**Problem statement**
Wherever a line in the records below contains "reasonable", copy that line.
──────── Task input ────────
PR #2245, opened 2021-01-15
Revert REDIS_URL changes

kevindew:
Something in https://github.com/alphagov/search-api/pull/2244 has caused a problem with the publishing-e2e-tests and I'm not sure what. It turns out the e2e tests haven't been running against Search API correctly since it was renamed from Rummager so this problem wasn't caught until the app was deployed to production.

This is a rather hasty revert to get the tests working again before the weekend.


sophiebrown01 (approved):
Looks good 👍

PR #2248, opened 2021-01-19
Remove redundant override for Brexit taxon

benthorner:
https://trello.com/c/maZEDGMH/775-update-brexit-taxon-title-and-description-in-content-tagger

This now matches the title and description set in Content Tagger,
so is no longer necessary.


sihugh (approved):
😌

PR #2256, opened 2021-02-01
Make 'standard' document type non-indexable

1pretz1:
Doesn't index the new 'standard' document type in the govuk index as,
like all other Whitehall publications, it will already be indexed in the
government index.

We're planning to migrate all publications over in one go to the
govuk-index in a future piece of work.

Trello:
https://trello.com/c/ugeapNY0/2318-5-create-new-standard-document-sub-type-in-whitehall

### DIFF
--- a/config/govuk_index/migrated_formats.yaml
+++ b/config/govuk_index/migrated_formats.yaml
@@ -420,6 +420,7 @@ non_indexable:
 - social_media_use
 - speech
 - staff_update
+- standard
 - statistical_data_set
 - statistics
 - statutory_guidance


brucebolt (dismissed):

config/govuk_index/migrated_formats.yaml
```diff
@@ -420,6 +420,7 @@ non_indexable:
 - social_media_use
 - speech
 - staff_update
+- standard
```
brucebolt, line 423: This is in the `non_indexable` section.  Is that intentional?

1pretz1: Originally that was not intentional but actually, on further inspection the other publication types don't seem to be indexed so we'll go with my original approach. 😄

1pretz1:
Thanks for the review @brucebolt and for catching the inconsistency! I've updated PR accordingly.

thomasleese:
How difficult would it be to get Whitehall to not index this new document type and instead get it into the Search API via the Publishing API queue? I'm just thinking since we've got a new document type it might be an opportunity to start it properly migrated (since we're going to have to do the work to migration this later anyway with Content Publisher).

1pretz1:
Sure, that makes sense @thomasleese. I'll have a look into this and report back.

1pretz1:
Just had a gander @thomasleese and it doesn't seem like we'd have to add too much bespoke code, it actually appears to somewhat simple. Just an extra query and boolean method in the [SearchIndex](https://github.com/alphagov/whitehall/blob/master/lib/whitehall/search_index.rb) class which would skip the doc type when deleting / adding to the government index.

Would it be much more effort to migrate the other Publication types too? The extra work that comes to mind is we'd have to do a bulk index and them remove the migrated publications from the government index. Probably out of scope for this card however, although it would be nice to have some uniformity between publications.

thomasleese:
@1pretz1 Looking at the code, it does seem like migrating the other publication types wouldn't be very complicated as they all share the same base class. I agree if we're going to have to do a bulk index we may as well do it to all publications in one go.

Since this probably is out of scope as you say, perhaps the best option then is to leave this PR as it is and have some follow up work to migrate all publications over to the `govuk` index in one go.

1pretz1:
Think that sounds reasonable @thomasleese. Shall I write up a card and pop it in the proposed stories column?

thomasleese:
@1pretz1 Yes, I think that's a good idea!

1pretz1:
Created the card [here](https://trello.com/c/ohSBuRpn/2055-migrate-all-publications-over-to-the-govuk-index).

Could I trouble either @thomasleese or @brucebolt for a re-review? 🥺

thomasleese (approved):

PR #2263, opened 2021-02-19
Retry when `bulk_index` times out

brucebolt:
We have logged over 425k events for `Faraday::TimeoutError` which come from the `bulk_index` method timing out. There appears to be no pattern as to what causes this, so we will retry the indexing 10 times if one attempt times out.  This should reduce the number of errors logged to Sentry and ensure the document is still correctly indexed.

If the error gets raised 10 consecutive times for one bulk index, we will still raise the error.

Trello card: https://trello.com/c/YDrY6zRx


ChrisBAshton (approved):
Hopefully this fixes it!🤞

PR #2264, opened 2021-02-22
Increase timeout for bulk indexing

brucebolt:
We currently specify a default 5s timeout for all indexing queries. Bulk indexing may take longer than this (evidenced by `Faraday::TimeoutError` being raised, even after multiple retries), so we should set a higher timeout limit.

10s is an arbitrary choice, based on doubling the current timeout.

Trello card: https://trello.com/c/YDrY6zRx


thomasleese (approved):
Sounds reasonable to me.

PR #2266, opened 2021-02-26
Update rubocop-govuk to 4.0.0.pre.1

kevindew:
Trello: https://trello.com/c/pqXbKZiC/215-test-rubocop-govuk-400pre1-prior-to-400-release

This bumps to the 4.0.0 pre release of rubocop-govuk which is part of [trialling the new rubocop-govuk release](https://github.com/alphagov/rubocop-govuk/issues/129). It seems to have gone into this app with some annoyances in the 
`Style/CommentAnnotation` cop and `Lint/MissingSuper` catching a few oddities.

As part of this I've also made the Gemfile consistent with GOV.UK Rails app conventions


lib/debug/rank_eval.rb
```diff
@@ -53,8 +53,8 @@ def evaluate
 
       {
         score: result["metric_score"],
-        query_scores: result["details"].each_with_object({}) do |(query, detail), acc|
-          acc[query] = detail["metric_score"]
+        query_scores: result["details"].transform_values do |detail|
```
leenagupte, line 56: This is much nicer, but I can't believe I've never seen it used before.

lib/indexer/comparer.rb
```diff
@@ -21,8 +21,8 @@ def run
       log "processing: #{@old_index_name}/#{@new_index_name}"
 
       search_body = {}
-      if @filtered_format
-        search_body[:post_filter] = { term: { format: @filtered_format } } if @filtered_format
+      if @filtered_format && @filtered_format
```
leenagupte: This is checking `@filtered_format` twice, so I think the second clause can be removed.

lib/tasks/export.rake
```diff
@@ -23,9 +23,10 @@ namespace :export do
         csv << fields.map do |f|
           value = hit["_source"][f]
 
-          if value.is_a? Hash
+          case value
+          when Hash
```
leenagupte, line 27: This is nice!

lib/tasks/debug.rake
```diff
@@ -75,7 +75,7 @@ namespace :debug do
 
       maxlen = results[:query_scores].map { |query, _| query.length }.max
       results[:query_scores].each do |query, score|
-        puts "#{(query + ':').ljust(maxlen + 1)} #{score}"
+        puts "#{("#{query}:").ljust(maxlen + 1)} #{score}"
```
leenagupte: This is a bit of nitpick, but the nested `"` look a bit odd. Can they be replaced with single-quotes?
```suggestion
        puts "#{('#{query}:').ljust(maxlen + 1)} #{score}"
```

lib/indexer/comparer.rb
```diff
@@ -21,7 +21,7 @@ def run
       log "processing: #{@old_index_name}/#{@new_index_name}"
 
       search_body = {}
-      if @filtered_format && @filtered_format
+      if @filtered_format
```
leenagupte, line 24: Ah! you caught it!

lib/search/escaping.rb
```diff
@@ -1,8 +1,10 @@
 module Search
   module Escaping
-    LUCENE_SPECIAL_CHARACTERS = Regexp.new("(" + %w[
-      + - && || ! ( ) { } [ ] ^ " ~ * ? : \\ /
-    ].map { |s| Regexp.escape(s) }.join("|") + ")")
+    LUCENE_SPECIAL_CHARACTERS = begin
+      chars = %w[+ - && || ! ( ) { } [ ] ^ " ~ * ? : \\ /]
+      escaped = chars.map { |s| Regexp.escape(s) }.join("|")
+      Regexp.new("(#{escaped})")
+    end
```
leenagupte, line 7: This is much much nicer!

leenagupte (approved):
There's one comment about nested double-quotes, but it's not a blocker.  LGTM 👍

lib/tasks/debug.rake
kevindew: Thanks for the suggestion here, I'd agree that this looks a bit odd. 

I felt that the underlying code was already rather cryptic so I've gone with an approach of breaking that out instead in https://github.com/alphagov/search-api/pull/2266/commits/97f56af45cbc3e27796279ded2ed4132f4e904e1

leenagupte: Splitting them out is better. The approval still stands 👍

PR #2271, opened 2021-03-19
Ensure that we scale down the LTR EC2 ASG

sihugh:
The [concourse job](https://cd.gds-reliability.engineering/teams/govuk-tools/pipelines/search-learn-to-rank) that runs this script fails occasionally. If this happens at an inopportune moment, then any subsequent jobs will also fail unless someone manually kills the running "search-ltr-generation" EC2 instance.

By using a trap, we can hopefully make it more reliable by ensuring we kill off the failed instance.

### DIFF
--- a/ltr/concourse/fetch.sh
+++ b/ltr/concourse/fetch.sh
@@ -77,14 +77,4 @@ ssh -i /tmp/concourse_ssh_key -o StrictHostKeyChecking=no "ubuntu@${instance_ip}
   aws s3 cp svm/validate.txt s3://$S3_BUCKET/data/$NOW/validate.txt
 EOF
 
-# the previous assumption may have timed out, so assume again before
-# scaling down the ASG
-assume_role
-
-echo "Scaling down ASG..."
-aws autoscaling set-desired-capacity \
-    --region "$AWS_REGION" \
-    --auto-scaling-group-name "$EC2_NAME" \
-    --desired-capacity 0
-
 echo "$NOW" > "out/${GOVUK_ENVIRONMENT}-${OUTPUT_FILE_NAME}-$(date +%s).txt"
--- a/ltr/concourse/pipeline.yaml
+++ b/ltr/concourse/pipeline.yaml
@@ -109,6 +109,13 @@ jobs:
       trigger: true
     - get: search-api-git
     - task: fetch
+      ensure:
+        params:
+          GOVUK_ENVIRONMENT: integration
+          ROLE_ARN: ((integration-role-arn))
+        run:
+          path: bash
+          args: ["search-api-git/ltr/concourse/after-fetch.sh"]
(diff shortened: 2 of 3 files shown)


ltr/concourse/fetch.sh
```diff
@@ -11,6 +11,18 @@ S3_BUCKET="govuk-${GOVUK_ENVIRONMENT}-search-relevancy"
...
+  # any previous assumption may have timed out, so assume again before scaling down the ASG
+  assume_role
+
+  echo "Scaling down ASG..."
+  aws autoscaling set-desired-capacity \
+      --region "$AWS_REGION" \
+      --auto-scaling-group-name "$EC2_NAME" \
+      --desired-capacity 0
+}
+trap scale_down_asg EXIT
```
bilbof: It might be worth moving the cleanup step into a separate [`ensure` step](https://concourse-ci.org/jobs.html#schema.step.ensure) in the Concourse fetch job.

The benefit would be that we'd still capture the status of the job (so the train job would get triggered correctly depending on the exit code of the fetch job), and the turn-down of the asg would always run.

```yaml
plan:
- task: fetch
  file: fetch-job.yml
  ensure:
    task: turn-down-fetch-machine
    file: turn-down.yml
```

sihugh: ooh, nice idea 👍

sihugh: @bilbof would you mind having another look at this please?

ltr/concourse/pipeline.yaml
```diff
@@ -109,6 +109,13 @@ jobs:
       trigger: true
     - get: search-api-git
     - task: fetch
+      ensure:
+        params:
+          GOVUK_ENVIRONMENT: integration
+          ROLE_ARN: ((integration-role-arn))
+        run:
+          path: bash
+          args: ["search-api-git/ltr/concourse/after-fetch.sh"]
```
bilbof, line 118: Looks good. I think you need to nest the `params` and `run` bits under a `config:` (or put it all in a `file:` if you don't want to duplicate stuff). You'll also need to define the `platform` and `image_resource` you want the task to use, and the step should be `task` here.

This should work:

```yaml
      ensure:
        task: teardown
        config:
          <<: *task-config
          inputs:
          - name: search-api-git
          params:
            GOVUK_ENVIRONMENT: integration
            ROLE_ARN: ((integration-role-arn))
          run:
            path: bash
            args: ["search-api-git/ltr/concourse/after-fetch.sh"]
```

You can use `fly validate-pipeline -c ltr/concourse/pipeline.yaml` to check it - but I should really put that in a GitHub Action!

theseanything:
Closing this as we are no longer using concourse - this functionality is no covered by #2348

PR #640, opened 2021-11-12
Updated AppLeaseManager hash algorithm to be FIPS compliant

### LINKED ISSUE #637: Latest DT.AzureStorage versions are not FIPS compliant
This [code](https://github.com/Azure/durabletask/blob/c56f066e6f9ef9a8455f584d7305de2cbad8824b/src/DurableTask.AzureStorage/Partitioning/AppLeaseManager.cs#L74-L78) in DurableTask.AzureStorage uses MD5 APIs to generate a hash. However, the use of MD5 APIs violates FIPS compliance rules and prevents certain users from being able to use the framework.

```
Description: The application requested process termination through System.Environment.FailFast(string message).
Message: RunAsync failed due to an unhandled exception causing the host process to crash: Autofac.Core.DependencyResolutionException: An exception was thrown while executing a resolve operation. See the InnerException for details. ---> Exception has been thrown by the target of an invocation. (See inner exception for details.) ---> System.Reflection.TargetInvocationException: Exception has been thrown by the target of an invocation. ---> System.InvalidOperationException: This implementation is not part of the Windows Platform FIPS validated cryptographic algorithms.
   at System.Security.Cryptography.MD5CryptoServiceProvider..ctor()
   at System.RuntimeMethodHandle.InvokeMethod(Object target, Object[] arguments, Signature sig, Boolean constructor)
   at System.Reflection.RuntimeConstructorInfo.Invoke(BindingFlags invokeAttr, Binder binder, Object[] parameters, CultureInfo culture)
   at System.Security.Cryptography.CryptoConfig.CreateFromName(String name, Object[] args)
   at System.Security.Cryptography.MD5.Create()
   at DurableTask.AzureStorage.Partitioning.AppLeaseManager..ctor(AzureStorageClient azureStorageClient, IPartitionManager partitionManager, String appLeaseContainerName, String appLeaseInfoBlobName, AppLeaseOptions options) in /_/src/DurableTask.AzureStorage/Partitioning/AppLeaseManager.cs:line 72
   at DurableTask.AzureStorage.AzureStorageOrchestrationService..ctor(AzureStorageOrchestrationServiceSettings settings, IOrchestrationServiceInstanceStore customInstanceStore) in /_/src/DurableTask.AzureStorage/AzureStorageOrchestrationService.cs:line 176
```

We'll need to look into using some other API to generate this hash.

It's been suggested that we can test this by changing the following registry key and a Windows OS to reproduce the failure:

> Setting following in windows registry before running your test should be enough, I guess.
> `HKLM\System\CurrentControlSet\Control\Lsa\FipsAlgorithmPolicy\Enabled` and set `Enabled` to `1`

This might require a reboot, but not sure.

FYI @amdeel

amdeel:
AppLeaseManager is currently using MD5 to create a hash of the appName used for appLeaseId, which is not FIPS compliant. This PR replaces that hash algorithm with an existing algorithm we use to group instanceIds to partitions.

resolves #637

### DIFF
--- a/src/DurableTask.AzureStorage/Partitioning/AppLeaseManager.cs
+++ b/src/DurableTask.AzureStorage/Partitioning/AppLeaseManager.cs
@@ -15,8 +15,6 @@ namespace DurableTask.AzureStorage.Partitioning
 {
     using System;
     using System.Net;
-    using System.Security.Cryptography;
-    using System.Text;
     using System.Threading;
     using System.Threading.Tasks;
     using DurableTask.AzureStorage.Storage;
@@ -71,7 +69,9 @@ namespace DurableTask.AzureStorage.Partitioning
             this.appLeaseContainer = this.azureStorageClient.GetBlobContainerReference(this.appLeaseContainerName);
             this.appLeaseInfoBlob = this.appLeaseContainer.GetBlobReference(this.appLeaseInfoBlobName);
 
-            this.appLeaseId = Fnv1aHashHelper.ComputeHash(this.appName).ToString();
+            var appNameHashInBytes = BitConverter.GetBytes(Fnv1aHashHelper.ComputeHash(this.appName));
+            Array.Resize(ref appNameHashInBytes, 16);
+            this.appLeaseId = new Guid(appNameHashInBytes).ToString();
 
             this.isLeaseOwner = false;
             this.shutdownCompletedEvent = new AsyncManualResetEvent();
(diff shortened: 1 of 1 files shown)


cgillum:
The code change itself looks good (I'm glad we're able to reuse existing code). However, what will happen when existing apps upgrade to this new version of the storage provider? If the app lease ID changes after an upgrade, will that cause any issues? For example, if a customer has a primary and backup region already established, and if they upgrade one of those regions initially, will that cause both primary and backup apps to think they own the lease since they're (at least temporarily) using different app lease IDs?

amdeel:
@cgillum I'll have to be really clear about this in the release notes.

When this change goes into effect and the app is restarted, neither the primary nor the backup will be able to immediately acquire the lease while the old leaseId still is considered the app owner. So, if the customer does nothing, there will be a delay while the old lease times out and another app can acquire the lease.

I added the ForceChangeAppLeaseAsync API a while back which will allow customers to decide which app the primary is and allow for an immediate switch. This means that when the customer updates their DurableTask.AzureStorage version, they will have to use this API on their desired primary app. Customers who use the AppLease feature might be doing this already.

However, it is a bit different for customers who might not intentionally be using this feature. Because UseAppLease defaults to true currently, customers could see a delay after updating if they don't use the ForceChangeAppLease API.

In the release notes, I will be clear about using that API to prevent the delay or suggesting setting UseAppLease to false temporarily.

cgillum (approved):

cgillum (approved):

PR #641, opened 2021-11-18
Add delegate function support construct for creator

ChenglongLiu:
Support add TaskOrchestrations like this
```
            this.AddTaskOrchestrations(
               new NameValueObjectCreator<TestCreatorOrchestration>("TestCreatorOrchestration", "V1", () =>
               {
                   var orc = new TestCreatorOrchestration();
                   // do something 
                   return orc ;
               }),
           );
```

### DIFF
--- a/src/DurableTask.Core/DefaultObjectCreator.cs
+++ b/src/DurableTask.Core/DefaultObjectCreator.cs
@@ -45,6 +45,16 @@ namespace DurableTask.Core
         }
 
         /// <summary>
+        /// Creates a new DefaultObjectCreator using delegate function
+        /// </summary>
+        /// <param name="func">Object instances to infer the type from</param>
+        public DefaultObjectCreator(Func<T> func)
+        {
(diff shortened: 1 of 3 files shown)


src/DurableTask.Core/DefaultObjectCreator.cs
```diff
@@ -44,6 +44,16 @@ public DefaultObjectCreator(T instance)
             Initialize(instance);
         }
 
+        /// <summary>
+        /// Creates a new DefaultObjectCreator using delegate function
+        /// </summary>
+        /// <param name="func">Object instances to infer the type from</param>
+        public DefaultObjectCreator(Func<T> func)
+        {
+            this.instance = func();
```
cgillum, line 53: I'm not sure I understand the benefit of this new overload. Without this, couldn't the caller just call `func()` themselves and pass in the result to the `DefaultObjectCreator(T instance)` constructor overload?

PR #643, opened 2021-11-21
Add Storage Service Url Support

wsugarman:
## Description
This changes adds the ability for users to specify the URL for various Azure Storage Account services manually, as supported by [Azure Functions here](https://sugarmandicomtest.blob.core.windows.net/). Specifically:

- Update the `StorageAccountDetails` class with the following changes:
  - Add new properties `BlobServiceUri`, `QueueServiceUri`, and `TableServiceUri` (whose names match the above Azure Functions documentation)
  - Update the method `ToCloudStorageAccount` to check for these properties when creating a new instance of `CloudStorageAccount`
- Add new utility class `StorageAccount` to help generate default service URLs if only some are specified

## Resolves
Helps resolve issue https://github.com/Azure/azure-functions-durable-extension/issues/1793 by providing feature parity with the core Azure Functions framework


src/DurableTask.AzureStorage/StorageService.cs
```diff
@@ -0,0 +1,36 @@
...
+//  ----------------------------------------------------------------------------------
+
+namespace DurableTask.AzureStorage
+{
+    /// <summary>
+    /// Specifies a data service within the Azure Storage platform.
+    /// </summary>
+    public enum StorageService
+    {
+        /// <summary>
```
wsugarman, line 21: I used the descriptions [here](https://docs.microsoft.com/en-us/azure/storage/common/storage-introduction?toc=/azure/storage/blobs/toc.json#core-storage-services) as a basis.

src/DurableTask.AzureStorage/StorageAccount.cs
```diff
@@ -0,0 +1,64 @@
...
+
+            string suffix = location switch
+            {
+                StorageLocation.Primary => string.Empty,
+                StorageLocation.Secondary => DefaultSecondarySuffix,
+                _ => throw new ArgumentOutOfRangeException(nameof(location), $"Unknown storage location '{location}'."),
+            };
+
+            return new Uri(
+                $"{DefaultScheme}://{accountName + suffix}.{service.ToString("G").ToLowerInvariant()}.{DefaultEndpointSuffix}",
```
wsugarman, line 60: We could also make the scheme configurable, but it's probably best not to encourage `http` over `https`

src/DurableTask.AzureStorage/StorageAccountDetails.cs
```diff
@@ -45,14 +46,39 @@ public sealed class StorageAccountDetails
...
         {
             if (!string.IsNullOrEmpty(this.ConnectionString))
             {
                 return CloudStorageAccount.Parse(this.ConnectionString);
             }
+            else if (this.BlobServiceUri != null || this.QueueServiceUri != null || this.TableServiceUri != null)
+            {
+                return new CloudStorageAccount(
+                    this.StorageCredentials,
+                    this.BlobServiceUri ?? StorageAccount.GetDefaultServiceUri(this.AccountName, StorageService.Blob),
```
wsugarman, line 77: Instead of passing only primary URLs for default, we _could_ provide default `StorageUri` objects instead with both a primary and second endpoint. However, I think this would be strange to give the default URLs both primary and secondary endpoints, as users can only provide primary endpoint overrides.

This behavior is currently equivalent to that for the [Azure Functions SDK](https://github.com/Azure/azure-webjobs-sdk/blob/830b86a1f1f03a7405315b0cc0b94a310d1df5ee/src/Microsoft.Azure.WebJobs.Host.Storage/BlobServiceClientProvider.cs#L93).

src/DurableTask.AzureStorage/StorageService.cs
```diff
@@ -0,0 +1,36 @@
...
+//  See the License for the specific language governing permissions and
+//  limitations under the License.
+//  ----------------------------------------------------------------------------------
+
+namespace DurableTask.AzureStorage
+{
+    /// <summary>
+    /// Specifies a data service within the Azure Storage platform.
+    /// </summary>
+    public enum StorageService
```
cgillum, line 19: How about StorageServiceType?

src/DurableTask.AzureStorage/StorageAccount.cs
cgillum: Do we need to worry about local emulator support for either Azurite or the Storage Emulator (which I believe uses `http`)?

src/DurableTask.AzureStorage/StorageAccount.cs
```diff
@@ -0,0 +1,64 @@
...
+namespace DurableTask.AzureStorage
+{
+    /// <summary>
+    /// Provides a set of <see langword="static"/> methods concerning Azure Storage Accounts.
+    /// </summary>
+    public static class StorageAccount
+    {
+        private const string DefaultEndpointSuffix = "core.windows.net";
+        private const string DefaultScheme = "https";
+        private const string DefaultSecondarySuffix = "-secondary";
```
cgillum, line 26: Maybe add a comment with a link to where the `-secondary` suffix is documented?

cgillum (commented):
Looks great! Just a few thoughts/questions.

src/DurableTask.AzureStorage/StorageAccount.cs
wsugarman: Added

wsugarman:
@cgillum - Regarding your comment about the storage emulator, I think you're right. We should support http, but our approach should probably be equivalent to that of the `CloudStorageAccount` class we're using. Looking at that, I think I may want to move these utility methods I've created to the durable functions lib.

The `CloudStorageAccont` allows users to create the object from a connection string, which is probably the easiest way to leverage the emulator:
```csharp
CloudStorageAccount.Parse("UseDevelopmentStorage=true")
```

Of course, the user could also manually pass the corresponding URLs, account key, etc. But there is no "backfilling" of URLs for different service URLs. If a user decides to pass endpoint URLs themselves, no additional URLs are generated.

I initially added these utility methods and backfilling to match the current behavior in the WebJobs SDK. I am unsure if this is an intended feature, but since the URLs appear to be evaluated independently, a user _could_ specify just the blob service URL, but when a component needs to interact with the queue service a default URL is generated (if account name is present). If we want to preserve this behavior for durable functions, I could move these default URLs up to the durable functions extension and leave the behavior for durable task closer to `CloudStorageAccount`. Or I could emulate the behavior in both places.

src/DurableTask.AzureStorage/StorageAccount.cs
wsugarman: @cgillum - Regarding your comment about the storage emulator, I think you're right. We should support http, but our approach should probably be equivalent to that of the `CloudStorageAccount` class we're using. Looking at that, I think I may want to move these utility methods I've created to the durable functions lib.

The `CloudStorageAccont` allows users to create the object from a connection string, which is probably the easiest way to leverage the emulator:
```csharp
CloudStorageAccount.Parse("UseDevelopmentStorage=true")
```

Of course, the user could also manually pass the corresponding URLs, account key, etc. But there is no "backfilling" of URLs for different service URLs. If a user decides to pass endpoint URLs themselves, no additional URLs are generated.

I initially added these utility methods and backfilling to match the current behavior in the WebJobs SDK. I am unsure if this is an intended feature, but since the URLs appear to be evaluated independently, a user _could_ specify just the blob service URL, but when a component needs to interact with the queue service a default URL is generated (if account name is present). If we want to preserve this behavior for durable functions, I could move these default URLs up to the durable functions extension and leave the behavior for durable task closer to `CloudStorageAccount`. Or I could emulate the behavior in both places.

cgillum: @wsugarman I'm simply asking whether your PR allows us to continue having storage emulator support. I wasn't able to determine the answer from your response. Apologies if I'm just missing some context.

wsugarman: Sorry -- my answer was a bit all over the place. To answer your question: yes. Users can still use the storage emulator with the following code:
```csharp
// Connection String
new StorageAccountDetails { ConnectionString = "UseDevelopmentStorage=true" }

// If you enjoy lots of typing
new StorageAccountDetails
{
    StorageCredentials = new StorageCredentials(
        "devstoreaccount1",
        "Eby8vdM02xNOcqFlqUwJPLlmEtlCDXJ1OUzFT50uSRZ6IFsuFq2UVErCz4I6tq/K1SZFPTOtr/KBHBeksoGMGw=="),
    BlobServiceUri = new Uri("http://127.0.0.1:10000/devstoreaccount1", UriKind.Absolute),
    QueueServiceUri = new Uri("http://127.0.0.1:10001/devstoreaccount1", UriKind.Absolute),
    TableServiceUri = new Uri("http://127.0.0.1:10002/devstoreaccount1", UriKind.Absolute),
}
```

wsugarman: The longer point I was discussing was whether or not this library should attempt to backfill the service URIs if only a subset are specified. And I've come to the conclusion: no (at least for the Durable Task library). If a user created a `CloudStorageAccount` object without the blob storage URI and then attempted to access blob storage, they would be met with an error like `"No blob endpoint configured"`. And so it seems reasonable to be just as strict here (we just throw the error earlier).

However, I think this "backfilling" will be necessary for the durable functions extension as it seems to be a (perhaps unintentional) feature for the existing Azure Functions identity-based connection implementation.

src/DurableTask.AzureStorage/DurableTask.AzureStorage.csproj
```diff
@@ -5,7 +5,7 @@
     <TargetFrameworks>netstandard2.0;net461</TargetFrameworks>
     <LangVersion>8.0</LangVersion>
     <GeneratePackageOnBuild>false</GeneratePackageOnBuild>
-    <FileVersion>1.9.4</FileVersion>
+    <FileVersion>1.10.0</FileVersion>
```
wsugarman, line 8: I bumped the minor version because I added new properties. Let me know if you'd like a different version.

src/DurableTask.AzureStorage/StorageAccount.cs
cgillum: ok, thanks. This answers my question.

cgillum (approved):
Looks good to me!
────────
**Exercise output**
Think that sounds reasonable @thomasleese. Shall I write up a card and pop it in the proposed stories column?
Sounds reasonable to me.
wsugarman: The longer point I was discussing was whether or not this library should attempt to backfill the service URIs if only a subset are specified. And I've come to the conclusion: no (at least for the Durable Task library). If a user created a `CloudStorageAccount` object without the blob storage URI and then attempted to access blob storage, they would be met with an error like `"No blob endpoint configured"`. And so it seems reasonable to be just as strict here (we just throw the error earlier).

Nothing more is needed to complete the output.